What is needed ▸
Scan the entries below. Return every line that includes "Done".

Records for this task ▸
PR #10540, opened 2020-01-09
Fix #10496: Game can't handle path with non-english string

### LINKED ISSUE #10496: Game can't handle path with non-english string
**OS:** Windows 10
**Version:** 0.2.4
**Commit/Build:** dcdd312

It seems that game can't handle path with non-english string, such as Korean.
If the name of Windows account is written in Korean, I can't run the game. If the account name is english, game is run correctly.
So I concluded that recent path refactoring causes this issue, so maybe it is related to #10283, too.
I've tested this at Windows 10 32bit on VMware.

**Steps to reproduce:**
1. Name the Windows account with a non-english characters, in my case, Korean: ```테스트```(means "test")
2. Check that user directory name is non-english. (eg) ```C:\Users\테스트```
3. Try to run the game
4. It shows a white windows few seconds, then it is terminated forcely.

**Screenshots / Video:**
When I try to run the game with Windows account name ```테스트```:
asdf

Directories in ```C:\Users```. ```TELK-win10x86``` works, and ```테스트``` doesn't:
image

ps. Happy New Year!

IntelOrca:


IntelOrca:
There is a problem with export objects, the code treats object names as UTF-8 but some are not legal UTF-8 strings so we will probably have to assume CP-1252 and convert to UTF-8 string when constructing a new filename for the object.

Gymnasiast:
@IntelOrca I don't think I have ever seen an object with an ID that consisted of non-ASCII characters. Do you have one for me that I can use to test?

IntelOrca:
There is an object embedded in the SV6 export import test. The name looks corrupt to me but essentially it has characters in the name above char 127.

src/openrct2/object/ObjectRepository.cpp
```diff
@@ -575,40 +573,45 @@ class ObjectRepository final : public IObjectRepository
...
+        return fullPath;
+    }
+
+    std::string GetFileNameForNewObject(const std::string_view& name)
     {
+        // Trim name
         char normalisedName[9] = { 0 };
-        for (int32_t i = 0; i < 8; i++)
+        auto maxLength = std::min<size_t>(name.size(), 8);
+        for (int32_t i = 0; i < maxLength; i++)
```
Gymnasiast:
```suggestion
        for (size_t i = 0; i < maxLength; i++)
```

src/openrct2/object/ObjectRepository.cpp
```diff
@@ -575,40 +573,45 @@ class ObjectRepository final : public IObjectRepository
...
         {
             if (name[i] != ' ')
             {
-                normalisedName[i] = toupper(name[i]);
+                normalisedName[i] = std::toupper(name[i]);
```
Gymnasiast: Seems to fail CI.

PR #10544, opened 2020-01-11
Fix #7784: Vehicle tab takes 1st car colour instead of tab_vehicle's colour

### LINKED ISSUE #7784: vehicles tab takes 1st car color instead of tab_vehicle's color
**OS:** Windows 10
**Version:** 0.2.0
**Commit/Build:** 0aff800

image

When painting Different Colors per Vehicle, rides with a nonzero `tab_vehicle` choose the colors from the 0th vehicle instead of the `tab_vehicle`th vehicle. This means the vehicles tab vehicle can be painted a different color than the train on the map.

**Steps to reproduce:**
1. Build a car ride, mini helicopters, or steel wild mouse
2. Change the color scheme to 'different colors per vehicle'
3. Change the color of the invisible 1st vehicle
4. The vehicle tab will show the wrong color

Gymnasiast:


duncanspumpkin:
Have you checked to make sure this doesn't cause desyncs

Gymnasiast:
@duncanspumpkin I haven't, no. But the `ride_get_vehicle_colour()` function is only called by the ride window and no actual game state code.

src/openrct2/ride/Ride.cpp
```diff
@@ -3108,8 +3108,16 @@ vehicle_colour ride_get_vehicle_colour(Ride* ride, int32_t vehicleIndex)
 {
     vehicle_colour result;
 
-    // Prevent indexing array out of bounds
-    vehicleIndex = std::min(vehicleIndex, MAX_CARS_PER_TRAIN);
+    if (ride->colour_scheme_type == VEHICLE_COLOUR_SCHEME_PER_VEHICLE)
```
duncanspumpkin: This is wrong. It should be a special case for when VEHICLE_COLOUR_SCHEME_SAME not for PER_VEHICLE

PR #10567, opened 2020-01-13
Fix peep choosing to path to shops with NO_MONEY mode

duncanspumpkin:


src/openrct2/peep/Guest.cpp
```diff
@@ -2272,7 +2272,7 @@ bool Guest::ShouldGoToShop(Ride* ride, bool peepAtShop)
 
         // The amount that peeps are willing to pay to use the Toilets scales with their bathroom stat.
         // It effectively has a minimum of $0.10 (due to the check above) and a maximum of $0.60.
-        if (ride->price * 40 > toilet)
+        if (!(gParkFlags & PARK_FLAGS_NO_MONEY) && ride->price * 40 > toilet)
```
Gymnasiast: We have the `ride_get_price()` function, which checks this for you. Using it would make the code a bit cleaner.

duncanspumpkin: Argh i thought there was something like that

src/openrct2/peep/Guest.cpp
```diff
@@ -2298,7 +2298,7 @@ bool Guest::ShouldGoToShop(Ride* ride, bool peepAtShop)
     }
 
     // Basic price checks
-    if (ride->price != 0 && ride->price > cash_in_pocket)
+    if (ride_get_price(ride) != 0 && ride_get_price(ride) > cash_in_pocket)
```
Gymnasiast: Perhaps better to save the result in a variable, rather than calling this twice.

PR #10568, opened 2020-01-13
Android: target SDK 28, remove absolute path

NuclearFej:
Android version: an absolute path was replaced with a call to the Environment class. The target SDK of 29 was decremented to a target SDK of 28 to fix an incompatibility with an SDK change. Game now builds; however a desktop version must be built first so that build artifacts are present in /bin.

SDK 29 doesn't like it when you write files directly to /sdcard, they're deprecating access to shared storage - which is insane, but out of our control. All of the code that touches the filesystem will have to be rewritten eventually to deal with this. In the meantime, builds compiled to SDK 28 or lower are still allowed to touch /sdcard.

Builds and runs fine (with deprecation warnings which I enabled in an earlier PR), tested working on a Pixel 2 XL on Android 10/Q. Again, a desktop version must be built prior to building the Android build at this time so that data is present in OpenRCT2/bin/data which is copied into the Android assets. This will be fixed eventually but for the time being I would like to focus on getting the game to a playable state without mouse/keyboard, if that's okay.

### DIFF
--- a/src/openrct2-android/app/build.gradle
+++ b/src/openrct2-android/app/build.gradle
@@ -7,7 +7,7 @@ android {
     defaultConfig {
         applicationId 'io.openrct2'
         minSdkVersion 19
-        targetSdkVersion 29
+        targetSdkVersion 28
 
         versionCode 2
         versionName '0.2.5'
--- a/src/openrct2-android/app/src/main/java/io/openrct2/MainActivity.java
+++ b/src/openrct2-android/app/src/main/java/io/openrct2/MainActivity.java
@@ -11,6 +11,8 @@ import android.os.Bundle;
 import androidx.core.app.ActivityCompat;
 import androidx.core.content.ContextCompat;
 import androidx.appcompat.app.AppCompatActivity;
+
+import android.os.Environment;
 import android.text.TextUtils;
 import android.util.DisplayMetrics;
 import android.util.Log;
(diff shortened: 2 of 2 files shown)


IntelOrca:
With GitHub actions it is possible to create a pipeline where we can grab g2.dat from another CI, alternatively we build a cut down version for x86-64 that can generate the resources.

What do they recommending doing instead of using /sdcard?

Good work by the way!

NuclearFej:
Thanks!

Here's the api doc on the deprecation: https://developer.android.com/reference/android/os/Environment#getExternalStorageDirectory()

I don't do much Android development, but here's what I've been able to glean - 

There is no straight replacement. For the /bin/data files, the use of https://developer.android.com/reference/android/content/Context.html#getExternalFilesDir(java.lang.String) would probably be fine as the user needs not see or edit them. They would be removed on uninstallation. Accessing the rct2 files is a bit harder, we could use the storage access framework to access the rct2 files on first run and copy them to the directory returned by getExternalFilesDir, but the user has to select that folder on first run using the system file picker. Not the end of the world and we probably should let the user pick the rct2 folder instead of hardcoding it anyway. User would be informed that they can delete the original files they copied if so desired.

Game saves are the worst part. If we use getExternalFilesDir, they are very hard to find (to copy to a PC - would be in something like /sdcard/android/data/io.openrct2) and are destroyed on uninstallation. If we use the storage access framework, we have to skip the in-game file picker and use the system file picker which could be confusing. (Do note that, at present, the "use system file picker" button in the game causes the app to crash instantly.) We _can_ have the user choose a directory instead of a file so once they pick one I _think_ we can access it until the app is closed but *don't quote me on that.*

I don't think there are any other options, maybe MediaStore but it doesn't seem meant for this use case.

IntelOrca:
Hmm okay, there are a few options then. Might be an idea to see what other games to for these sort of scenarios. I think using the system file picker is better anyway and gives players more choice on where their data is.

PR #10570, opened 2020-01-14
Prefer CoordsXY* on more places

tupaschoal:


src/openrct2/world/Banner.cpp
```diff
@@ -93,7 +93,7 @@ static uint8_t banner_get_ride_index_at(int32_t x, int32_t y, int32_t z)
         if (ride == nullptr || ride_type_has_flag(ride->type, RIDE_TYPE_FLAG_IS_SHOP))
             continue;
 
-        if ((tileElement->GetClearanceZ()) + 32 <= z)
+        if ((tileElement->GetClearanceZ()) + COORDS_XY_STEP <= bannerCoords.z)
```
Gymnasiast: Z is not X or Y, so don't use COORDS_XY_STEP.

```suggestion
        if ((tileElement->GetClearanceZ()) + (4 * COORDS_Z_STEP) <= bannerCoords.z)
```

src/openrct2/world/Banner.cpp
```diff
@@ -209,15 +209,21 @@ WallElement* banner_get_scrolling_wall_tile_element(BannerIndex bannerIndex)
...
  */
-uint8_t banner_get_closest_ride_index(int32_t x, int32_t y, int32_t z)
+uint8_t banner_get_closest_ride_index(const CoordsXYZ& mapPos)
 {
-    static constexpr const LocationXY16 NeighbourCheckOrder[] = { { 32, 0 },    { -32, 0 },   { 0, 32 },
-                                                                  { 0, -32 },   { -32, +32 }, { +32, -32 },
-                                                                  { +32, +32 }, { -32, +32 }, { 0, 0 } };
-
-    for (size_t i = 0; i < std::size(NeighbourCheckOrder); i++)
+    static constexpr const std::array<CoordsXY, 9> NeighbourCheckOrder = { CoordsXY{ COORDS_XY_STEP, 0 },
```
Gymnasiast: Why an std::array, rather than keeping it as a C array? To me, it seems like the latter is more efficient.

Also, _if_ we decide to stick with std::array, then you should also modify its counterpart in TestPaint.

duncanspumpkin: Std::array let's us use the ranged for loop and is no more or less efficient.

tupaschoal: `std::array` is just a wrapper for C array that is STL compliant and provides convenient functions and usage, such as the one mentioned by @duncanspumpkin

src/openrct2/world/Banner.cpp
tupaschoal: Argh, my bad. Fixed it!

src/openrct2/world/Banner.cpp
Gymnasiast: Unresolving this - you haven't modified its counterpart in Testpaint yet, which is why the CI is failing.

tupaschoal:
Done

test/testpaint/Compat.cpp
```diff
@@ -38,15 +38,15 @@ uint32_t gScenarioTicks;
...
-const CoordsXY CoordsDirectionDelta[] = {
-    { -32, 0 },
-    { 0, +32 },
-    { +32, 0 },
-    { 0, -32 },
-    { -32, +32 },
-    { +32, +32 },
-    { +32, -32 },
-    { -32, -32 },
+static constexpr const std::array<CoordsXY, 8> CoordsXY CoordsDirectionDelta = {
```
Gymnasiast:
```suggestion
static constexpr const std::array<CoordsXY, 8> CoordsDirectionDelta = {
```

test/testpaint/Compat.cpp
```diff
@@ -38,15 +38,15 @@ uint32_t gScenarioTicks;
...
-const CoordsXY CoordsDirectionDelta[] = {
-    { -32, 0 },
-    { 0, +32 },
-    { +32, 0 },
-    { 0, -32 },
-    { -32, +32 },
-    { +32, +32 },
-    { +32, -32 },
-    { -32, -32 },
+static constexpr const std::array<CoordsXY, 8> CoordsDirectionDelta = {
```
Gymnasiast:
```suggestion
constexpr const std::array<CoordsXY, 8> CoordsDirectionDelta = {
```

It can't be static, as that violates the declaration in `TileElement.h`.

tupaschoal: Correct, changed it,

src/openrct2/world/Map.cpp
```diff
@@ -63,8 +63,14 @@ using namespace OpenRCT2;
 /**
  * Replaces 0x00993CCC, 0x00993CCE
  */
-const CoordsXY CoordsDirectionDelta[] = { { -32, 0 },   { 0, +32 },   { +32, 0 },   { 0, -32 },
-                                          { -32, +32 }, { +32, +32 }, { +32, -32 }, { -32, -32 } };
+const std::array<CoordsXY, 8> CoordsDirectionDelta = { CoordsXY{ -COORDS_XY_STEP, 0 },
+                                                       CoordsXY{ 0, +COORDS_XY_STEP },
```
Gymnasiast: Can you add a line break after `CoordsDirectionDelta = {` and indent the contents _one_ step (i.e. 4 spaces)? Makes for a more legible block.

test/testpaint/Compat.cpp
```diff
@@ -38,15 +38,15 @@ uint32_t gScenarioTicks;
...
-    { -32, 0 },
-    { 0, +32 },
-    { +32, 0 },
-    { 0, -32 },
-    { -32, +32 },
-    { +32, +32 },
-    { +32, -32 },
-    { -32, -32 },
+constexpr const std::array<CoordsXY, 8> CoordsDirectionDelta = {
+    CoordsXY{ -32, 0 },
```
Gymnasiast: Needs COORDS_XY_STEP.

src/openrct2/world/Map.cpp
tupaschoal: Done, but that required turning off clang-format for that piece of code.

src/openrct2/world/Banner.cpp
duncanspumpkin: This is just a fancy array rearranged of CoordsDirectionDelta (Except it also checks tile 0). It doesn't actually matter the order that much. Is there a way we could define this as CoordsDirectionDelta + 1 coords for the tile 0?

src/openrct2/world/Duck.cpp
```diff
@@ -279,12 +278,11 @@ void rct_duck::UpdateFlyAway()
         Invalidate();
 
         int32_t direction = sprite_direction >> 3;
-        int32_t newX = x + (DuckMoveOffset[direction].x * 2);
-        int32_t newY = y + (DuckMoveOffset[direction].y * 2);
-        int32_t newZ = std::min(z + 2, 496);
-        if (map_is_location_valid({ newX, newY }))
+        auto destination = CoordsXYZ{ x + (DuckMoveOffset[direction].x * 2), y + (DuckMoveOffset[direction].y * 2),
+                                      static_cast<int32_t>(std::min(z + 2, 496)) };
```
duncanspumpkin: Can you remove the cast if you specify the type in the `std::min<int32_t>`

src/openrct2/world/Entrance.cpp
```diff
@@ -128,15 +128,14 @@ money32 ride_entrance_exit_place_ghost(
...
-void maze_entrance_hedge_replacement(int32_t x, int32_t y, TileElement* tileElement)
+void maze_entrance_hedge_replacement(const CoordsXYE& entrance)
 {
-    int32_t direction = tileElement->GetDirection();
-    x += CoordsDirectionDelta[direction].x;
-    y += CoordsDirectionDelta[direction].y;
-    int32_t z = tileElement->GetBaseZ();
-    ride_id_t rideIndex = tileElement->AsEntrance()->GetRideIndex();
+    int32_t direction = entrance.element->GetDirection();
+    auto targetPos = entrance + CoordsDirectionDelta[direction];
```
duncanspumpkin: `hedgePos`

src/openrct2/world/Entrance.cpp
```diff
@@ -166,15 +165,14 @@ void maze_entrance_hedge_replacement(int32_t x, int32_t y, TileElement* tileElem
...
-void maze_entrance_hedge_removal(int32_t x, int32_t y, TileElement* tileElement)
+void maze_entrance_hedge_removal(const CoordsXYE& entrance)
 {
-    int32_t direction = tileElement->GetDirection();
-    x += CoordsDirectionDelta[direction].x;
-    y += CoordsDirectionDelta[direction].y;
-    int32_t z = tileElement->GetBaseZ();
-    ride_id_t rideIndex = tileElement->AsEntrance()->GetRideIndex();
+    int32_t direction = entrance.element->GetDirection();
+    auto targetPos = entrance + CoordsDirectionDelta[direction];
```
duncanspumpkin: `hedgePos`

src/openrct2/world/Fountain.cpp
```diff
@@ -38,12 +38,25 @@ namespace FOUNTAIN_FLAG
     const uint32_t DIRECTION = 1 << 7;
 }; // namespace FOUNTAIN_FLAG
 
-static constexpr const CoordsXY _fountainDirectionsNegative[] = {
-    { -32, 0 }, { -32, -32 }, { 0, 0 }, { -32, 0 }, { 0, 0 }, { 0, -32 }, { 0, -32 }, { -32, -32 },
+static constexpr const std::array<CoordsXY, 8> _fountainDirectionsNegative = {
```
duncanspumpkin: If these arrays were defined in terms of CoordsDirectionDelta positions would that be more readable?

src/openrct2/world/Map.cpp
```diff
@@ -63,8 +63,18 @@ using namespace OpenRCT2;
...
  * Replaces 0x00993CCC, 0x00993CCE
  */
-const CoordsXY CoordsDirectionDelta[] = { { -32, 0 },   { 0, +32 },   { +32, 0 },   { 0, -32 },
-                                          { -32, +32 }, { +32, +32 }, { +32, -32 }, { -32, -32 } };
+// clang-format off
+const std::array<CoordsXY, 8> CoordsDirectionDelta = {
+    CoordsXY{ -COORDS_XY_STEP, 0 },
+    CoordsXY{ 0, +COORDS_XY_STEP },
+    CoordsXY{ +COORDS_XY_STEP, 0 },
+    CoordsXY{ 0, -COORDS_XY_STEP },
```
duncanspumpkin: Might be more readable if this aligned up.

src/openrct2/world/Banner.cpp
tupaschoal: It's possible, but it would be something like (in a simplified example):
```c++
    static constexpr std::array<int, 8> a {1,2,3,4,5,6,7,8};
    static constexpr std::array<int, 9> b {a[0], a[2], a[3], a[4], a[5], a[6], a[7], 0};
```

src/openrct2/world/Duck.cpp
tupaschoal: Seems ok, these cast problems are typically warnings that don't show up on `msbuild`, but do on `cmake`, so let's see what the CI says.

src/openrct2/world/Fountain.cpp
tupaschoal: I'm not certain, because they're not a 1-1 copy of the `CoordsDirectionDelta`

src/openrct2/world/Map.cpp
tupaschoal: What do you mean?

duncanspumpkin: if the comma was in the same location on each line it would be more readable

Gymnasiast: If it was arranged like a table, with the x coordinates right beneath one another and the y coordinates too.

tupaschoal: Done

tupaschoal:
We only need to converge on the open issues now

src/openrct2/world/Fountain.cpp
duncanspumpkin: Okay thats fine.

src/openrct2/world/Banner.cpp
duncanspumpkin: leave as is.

Result of this task ▸
Done
tupaschoal: Done, but that required turning off clang-format for that piece of code.
tupaschoal: Done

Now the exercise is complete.